In the data below, give the number of lines that contain the word "geopackage". Nothing else is needed.

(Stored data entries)
——

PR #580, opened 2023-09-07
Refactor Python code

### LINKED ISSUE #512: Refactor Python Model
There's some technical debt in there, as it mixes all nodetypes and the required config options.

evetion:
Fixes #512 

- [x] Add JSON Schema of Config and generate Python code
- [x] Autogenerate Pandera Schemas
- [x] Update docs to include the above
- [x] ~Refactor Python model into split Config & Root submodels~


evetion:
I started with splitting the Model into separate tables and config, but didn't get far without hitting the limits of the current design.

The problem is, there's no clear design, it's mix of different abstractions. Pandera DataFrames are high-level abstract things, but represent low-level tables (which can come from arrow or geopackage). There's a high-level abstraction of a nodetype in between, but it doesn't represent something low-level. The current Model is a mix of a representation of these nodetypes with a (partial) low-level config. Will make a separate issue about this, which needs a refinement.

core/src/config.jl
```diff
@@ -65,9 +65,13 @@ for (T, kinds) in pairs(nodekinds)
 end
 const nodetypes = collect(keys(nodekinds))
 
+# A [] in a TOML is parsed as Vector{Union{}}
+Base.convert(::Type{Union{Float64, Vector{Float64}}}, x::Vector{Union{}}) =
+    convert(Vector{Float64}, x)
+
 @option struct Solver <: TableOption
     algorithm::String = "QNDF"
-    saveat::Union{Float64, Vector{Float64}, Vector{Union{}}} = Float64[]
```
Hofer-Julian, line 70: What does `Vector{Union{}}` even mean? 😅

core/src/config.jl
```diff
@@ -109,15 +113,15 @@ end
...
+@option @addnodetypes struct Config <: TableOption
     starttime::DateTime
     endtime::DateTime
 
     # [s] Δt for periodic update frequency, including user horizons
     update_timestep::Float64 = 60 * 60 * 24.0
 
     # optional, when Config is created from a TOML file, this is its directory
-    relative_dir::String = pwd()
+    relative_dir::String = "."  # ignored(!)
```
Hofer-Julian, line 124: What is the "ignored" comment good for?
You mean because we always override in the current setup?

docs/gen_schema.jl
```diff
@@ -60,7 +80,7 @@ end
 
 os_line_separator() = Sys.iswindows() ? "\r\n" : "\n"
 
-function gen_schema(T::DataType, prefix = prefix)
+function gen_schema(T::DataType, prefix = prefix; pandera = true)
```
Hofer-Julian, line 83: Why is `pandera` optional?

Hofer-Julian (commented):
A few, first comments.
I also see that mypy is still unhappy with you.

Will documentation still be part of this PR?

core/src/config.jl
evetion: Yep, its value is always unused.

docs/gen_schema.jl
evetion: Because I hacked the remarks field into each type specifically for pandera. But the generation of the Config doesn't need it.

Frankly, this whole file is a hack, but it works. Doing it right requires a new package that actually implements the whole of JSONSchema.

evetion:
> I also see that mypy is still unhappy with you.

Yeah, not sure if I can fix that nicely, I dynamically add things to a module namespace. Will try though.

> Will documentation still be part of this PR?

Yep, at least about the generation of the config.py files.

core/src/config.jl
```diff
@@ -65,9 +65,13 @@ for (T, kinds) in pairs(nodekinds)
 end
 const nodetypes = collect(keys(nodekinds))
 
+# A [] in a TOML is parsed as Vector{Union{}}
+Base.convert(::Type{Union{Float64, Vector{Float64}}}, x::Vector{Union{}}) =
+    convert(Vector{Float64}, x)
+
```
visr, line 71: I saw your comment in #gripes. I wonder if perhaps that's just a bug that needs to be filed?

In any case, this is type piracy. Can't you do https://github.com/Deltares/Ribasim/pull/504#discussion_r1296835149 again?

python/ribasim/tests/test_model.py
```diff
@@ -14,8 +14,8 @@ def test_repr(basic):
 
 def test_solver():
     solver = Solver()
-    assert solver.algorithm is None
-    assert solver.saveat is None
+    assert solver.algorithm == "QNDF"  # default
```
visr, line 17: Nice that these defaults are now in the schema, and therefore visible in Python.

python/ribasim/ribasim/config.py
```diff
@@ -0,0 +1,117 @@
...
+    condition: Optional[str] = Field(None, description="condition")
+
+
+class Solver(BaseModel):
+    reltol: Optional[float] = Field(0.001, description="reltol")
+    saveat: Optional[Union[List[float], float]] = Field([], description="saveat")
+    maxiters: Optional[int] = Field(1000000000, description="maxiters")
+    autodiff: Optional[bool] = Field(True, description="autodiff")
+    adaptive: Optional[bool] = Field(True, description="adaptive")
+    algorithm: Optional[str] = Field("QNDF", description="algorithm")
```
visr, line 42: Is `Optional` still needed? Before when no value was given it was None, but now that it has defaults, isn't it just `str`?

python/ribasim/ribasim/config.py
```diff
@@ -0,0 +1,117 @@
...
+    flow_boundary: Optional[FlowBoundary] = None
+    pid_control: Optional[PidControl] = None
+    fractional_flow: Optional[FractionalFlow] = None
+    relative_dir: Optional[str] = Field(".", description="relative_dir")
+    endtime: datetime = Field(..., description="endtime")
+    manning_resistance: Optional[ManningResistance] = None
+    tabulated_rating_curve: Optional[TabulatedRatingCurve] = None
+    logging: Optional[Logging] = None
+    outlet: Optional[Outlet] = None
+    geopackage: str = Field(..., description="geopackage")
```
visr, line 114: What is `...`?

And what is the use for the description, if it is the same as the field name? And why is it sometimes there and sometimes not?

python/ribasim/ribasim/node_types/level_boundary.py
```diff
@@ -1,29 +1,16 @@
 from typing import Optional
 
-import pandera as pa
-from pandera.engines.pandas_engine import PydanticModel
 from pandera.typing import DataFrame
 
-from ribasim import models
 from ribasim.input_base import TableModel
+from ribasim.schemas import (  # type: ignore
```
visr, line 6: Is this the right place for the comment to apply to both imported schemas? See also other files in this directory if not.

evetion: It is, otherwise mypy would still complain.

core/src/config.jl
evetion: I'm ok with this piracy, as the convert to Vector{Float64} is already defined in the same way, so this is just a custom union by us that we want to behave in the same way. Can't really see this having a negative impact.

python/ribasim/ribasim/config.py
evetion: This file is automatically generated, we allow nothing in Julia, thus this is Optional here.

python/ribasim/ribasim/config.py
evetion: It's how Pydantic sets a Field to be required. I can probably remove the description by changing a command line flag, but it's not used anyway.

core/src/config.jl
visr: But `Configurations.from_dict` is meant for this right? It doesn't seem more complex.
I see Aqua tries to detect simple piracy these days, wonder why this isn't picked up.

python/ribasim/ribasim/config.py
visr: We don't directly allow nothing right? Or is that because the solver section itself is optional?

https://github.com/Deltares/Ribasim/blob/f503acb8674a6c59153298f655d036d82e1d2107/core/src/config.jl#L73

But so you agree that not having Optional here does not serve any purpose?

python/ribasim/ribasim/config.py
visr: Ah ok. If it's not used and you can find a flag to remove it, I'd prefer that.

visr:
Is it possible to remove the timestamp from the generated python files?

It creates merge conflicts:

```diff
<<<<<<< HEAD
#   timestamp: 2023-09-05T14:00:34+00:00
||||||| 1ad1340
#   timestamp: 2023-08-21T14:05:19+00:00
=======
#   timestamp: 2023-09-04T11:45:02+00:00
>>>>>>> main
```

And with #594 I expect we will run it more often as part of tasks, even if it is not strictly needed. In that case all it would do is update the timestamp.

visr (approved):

——

» **Output below**: 2